-- Data for this exercise follows --

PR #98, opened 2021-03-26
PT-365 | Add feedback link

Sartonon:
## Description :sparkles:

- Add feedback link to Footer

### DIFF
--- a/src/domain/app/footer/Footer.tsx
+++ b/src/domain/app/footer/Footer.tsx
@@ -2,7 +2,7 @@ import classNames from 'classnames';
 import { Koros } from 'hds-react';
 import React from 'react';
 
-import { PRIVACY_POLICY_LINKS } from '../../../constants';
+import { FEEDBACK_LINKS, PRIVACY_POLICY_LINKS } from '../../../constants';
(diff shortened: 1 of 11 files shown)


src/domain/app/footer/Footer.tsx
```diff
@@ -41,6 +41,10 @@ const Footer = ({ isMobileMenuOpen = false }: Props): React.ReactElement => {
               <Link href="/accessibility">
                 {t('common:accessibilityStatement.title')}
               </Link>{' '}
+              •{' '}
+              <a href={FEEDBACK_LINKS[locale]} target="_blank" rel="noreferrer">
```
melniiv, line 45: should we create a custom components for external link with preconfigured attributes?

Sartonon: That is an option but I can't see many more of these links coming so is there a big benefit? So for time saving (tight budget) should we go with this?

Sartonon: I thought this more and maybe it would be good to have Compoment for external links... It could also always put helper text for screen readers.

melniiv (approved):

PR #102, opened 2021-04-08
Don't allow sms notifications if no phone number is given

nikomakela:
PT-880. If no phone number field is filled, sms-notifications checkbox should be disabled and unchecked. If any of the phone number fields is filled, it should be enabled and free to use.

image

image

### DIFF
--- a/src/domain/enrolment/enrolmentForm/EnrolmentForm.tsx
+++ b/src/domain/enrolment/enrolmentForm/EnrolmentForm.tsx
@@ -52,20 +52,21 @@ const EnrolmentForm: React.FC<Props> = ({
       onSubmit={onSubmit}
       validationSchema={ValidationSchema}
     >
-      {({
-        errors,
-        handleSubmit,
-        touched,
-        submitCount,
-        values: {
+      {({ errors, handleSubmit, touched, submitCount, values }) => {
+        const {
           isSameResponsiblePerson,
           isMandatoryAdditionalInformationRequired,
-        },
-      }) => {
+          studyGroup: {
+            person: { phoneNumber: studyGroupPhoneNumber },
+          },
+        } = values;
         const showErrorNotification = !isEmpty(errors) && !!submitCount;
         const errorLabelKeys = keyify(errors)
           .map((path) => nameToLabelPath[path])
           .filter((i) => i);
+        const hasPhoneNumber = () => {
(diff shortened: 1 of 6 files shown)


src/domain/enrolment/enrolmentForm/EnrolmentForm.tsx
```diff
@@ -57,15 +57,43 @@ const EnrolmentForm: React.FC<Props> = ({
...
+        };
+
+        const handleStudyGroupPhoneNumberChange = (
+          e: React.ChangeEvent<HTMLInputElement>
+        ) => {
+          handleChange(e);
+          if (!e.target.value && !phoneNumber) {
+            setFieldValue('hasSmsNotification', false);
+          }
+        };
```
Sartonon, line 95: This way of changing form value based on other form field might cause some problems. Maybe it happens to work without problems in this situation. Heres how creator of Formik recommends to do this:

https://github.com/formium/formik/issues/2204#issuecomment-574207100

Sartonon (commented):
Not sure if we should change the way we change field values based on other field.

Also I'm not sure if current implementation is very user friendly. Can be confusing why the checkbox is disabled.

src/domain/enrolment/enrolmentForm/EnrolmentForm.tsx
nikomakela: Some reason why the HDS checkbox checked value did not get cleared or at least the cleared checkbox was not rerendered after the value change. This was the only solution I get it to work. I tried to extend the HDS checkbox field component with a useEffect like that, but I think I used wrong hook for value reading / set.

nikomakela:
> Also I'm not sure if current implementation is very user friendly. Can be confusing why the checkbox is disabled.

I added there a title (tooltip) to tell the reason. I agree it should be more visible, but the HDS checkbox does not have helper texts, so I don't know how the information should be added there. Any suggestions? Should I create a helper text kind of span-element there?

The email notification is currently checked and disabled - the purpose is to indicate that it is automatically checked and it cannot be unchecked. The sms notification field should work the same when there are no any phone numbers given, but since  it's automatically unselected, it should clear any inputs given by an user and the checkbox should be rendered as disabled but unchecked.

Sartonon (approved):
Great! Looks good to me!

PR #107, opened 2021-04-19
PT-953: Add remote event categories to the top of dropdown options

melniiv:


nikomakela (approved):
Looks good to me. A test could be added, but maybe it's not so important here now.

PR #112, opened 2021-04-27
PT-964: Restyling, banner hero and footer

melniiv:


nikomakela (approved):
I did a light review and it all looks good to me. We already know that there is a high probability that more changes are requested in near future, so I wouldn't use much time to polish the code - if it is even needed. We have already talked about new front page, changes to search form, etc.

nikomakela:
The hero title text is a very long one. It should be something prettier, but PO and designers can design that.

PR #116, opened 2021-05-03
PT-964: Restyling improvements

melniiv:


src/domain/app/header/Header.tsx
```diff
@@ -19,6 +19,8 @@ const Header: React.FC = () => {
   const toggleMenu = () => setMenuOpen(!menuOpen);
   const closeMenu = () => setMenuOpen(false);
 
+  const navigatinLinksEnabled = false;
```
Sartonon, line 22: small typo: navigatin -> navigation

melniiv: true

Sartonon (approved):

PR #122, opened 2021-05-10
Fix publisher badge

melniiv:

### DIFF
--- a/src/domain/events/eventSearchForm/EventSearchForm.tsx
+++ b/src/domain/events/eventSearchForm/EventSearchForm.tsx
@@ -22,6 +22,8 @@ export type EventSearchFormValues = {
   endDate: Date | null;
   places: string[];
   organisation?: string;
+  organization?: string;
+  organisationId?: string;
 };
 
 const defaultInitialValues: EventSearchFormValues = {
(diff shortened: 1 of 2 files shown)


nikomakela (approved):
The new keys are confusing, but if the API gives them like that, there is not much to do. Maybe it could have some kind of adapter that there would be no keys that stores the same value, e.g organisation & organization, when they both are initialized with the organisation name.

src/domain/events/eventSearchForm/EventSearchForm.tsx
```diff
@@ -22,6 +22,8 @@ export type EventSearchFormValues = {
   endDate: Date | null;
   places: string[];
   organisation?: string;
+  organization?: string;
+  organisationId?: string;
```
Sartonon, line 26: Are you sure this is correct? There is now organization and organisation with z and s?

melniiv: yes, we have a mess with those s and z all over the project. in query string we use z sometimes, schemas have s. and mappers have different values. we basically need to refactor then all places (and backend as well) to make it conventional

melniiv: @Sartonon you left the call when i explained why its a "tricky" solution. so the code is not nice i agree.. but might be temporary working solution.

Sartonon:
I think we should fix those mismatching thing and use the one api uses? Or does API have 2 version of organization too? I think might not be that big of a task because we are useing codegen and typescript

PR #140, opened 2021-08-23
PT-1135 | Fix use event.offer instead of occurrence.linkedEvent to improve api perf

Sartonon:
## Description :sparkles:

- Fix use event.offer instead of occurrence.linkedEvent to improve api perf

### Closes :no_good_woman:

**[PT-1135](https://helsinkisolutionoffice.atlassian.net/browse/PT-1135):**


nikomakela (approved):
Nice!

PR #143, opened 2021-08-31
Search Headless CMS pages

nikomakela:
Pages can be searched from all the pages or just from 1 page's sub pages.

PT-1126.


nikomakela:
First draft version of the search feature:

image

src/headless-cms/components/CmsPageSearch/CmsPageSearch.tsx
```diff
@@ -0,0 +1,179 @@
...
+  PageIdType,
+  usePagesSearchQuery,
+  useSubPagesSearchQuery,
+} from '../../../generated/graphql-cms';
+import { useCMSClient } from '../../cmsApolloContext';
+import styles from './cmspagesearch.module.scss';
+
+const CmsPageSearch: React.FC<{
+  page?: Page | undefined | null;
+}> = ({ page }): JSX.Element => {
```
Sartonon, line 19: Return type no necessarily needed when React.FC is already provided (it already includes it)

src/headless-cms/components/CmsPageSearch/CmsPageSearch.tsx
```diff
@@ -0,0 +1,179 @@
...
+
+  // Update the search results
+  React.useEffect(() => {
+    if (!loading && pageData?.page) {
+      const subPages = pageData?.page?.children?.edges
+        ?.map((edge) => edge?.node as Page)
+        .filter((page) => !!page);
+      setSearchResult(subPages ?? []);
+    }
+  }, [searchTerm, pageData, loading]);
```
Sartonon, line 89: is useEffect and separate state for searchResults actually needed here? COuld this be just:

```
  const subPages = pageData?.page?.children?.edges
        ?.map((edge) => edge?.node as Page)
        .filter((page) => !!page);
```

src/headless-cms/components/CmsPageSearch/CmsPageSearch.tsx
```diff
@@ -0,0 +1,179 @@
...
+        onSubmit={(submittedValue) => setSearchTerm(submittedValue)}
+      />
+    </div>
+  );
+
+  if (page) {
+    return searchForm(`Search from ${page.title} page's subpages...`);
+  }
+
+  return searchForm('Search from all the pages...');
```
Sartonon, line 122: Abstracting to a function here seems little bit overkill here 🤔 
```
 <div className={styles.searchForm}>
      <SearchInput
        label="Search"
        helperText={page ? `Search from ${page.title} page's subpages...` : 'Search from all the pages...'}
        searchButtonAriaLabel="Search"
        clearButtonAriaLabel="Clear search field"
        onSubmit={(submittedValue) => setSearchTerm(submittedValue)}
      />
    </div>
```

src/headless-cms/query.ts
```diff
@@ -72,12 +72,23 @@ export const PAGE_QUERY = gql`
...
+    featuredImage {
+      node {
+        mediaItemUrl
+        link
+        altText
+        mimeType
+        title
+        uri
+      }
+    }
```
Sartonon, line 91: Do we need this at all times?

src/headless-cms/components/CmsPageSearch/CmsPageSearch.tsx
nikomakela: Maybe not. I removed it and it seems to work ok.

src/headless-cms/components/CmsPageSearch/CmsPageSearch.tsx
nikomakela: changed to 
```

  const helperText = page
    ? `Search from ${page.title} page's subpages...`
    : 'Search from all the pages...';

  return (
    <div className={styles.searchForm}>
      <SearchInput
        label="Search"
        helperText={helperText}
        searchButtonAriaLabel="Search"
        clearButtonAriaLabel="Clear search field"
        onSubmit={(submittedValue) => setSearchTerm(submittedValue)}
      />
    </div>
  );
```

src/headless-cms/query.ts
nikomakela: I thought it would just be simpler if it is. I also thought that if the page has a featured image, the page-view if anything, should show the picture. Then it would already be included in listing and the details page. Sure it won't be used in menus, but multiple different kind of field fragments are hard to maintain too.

-- Data for this exercise concluded --

Exercise: Tally up the lines of the listing containing the word "linkedEvent". Give only the total.

Finished task: 2